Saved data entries

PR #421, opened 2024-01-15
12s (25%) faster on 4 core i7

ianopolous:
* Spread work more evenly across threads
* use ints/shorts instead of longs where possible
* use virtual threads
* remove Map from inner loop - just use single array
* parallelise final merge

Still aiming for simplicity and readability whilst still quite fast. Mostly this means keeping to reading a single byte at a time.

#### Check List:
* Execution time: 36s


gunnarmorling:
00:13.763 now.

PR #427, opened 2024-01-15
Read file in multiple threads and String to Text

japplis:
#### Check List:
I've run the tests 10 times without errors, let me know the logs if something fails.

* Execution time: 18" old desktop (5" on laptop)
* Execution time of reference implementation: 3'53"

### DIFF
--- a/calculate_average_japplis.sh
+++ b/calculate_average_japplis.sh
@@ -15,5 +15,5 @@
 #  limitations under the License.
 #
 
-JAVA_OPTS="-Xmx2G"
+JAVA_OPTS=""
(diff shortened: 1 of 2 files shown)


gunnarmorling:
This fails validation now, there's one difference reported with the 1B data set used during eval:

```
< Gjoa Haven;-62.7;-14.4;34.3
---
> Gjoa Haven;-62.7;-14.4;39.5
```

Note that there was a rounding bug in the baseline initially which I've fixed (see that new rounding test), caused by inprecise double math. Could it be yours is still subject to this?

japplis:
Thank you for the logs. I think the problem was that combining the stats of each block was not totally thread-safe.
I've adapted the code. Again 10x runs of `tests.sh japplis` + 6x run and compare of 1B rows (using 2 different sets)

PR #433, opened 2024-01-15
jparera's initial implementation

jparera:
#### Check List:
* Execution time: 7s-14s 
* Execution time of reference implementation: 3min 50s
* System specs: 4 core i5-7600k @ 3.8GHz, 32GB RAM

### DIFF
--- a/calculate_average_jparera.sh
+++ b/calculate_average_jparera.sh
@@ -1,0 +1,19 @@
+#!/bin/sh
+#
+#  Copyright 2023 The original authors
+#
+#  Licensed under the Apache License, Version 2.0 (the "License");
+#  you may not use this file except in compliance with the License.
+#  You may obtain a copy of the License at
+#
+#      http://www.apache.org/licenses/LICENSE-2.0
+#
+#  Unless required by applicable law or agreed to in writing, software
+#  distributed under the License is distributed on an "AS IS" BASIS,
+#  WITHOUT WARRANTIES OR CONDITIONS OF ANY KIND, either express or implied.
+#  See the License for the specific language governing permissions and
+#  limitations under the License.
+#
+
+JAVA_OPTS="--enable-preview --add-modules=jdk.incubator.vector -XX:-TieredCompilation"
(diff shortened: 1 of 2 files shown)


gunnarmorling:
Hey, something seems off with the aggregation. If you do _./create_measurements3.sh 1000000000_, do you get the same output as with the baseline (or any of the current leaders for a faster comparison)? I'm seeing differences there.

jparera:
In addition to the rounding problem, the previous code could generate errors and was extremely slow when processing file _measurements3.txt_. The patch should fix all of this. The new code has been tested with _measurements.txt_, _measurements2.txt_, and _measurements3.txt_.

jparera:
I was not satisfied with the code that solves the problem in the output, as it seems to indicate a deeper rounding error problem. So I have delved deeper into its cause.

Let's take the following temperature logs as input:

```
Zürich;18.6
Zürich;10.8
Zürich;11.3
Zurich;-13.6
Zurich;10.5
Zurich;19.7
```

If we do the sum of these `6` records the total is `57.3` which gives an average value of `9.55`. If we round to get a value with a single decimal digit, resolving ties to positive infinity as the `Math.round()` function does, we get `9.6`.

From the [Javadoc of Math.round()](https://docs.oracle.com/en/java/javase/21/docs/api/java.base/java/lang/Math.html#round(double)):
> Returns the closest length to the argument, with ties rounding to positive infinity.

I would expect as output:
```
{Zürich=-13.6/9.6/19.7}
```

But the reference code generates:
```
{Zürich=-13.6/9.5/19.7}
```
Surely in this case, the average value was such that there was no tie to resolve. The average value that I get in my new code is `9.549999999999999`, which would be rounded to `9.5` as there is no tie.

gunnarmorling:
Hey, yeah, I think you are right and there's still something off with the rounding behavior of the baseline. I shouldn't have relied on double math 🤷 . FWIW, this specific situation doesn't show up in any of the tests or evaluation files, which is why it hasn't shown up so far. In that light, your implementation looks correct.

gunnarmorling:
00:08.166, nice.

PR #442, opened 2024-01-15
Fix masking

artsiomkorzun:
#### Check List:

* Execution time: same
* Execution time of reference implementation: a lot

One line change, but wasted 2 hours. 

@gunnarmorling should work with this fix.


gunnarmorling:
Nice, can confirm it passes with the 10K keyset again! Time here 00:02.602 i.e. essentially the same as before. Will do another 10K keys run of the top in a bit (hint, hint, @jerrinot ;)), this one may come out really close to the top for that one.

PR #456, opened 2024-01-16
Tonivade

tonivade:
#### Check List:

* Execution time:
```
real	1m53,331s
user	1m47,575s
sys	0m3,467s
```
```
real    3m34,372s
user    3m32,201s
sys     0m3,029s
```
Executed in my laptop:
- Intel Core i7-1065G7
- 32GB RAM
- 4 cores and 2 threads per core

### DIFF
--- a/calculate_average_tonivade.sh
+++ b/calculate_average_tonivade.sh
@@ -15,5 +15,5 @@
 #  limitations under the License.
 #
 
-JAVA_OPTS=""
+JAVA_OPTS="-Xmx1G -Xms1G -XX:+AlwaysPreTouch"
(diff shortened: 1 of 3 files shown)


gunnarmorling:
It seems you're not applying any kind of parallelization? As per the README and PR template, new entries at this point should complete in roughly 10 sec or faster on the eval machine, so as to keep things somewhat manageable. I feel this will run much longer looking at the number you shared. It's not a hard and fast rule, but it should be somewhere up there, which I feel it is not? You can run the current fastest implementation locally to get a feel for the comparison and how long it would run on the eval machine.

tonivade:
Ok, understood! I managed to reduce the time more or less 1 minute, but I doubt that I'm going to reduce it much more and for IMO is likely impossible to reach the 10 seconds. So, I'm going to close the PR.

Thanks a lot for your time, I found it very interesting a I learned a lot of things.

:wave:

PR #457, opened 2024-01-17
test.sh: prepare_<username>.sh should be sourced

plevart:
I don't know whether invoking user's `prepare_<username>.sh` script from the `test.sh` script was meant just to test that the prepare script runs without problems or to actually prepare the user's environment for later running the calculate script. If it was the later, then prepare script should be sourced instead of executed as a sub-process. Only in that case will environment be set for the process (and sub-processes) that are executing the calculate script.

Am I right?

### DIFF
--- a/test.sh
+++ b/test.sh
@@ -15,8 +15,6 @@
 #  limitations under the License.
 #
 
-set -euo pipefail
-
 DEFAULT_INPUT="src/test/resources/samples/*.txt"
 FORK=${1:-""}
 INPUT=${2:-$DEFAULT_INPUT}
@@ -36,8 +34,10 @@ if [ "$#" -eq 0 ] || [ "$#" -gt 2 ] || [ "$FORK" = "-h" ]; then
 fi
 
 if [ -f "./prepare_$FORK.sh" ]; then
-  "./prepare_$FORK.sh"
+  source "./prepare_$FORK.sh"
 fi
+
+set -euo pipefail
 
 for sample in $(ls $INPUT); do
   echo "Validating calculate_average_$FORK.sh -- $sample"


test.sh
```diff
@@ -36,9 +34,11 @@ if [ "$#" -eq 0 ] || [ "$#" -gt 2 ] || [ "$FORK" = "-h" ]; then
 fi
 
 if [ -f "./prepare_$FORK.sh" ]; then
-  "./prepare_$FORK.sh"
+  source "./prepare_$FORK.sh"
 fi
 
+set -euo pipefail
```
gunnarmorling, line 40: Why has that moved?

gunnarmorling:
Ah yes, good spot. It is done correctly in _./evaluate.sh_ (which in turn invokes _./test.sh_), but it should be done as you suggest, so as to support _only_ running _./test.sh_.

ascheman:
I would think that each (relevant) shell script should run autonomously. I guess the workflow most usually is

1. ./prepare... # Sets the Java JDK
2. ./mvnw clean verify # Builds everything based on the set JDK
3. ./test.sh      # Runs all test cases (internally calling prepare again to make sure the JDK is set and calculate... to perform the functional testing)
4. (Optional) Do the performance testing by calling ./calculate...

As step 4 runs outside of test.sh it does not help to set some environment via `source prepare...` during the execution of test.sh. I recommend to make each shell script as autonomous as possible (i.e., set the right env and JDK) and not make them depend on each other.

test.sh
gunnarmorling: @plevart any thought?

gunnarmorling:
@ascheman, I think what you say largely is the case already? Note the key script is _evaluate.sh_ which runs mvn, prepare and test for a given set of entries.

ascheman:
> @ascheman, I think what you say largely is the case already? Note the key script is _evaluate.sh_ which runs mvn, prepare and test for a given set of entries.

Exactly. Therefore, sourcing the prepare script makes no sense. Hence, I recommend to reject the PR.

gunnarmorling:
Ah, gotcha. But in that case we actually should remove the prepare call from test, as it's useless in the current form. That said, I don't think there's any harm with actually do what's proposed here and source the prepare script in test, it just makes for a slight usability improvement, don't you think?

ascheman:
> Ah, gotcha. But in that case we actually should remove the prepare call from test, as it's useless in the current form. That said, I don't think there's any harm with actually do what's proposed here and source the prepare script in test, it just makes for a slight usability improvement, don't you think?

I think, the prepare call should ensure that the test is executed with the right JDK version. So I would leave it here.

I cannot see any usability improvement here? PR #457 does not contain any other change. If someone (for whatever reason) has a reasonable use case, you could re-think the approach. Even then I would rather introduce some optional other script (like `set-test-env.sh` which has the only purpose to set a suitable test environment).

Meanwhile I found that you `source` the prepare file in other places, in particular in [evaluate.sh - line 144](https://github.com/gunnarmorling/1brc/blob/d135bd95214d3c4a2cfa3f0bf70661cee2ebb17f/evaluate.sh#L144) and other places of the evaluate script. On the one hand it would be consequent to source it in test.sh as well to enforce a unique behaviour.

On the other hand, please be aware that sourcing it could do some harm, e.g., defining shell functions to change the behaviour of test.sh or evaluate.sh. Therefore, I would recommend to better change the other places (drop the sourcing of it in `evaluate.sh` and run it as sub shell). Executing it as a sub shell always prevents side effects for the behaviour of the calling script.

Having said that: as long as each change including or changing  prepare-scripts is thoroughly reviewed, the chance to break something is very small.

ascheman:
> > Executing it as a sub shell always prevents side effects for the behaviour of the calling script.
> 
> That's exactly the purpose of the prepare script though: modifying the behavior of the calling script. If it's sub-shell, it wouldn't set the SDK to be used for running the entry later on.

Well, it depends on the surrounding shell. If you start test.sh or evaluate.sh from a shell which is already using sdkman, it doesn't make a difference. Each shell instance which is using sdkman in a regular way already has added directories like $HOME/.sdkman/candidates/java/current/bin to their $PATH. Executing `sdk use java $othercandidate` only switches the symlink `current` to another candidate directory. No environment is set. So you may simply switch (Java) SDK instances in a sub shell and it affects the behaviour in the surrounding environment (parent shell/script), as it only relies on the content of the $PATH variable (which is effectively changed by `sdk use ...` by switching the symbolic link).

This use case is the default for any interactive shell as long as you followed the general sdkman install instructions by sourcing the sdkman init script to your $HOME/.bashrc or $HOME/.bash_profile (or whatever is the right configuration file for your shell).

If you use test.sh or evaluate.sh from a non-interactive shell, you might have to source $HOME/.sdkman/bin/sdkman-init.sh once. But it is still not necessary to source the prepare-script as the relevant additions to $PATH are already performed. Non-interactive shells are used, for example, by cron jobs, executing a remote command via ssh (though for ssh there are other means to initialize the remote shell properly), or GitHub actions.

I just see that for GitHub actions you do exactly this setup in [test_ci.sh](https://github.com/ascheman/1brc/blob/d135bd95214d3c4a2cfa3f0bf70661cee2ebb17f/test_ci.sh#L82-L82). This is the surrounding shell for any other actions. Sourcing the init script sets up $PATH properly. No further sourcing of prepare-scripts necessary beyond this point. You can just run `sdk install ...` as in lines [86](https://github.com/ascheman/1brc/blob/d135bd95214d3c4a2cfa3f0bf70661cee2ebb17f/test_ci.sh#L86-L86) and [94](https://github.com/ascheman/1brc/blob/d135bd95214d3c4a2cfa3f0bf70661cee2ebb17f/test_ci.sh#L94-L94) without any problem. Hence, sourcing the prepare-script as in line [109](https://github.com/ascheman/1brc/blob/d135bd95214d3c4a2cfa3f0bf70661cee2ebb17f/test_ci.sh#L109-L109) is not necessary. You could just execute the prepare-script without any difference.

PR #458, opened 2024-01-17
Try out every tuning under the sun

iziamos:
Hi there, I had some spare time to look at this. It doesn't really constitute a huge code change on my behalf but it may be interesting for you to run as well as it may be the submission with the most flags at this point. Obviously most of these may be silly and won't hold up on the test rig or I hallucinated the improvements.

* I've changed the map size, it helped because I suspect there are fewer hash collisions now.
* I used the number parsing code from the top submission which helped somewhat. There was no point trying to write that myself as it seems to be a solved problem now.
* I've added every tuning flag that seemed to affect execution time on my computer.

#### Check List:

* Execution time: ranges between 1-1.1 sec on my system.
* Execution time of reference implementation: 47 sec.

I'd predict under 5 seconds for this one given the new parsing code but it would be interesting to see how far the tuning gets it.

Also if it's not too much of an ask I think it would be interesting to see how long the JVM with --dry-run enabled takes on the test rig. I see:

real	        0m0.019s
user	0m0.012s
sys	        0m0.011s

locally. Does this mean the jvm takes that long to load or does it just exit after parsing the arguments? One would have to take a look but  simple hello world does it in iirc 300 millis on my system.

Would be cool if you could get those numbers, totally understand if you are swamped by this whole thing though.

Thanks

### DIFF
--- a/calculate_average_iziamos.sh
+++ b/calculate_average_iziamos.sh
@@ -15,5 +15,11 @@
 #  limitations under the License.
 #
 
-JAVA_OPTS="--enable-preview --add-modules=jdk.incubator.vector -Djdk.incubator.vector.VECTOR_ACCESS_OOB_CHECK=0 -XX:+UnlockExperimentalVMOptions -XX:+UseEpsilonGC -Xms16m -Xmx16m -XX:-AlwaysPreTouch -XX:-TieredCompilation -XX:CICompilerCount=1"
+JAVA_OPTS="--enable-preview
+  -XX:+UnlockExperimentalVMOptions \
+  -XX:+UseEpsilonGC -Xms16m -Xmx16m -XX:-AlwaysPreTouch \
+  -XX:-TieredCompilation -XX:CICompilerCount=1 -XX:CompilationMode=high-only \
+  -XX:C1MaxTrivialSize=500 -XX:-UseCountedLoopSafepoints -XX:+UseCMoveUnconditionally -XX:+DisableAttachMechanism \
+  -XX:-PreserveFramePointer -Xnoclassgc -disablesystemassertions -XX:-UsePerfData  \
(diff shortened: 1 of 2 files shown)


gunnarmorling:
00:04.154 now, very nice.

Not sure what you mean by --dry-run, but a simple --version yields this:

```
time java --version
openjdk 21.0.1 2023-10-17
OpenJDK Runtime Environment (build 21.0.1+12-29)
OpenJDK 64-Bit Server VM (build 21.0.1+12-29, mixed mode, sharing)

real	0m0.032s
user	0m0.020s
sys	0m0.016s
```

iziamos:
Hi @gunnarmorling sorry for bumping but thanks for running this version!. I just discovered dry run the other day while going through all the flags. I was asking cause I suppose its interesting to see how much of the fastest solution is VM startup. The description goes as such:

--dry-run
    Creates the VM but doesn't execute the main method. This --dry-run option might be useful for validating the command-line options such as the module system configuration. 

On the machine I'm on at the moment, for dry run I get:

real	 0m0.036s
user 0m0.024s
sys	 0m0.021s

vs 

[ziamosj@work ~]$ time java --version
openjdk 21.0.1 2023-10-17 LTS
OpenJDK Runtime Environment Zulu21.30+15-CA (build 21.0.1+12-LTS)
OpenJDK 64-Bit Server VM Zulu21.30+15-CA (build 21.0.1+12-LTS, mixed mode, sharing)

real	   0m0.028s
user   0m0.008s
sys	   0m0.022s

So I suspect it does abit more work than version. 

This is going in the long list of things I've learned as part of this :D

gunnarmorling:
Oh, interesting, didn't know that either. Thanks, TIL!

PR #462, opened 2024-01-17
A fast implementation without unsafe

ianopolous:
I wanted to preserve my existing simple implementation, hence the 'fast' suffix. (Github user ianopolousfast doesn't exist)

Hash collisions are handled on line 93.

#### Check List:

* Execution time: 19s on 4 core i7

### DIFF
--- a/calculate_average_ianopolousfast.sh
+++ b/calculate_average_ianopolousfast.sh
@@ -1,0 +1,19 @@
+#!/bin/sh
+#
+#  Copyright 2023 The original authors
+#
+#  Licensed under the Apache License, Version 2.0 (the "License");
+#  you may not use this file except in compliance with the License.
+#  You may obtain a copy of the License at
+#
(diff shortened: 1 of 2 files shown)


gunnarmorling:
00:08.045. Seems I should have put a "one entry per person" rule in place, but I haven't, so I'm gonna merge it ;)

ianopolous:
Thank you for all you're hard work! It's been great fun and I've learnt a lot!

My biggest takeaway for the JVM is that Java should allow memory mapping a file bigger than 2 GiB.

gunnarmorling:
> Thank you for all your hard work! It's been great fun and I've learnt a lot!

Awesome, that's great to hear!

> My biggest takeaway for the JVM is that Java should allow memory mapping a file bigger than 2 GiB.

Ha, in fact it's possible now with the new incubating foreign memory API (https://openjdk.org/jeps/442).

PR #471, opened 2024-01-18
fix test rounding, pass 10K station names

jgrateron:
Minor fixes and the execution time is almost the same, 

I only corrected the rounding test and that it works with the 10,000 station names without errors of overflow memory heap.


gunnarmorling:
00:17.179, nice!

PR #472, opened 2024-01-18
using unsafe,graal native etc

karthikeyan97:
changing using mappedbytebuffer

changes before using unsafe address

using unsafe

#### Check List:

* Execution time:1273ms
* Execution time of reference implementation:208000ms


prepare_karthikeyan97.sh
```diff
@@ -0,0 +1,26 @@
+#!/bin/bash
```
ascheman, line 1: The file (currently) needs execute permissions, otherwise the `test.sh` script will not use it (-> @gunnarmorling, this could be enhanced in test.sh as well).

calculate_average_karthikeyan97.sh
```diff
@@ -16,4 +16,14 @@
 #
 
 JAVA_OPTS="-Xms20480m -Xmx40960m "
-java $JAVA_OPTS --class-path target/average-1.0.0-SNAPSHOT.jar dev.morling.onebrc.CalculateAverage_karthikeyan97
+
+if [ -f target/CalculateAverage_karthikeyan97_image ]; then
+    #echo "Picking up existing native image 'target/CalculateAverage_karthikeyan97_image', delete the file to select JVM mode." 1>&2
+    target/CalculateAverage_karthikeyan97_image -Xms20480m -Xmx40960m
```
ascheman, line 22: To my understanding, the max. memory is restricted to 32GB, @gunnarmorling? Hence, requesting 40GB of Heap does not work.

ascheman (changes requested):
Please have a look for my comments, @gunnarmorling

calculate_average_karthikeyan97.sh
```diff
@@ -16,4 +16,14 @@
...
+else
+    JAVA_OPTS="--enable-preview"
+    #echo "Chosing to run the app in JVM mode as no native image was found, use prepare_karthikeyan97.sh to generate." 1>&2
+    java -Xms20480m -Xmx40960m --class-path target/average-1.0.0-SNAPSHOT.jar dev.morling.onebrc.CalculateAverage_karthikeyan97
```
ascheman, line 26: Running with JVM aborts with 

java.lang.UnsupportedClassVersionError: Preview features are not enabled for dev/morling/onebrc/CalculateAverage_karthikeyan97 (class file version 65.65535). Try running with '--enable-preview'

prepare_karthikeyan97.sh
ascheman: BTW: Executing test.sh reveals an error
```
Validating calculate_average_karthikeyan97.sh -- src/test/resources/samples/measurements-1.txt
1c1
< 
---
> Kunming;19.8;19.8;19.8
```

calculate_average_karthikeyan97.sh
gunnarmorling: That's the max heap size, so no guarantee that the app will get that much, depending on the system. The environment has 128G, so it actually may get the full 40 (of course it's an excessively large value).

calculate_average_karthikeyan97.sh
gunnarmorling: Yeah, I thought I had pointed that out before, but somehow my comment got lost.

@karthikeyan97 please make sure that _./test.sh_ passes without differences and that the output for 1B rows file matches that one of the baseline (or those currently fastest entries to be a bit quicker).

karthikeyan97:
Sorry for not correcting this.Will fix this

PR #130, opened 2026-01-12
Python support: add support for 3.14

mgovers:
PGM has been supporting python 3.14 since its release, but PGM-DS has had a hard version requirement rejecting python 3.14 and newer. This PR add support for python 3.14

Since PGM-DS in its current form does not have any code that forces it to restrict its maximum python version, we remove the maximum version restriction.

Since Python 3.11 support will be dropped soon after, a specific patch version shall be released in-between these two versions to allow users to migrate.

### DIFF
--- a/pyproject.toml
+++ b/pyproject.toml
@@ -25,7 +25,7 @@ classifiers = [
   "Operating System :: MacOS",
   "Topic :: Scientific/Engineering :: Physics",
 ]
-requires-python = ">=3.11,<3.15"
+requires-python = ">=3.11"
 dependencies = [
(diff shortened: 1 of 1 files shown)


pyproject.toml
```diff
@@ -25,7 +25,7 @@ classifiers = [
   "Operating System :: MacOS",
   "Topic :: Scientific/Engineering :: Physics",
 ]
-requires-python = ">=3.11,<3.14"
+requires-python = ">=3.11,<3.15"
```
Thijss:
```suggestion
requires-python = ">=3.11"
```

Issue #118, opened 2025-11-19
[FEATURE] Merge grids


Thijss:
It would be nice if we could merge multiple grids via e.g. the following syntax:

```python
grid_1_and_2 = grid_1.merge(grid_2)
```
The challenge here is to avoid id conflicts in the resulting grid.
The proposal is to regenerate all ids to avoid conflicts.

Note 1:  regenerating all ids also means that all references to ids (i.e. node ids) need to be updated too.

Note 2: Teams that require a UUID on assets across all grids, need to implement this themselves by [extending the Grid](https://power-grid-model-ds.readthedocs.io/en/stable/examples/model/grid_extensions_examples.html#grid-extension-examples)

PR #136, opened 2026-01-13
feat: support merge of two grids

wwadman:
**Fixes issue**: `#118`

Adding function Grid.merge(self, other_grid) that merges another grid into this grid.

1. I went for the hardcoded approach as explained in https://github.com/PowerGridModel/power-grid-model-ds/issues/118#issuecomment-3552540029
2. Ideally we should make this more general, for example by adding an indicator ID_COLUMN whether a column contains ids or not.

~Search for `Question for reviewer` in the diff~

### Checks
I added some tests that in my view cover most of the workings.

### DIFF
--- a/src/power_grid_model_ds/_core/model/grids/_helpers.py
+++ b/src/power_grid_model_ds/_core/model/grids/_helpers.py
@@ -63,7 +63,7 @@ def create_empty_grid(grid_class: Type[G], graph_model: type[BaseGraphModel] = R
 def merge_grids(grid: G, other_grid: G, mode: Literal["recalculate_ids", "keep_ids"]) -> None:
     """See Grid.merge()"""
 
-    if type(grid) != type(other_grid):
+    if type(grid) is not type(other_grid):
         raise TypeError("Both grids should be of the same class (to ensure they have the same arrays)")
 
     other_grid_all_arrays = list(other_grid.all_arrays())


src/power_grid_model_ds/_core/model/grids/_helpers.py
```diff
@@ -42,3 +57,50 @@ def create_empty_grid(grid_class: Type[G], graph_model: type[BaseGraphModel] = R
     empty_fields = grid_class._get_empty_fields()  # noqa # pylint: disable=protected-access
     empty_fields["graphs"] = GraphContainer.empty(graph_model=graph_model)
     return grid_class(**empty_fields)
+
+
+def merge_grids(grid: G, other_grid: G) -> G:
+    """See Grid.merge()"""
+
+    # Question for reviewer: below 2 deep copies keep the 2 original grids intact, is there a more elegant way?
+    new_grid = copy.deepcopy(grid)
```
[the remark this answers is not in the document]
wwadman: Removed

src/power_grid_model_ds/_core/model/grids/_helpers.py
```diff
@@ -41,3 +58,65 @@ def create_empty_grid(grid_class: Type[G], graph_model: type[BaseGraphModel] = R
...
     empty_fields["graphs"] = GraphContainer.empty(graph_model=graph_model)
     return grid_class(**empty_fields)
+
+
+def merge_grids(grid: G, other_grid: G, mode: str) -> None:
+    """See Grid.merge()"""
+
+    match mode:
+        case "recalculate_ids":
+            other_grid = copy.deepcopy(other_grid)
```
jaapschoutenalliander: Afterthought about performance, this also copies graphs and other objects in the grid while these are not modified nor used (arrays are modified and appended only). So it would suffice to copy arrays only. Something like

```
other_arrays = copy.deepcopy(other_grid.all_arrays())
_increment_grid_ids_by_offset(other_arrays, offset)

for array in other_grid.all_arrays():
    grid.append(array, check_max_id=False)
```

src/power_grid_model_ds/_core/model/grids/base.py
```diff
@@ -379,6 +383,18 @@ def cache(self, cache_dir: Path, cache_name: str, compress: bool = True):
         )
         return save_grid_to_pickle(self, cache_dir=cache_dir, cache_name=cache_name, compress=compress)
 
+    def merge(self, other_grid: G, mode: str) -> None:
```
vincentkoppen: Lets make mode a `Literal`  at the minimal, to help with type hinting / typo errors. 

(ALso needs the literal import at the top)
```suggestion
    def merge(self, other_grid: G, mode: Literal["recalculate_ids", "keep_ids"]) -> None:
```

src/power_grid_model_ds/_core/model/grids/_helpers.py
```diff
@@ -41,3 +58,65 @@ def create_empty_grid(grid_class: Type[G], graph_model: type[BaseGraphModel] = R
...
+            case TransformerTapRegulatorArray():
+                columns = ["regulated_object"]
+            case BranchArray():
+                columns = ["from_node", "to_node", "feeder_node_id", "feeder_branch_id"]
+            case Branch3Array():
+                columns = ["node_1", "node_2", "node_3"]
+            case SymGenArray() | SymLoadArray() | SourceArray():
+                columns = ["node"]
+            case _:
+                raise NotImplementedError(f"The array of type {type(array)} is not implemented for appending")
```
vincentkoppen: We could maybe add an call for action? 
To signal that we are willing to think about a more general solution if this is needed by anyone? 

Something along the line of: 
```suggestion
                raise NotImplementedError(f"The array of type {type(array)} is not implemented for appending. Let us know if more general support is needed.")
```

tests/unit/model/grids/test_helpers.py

● WHAT YOU NEED TO DO
Please transcribe the data exactly from its first line. End with the line that contains "parallelise final merge".

● WRITTEN RESPONSE
PR #421, opened 2024-01-15
12s (25%) faster on 4 core i7

ianopolous:
* Spread work more evenly across threads
* use ints/shorts instead of longs where possible
* use virtual threads
* remove Map from inner loop - just use single array
* parallelise final merge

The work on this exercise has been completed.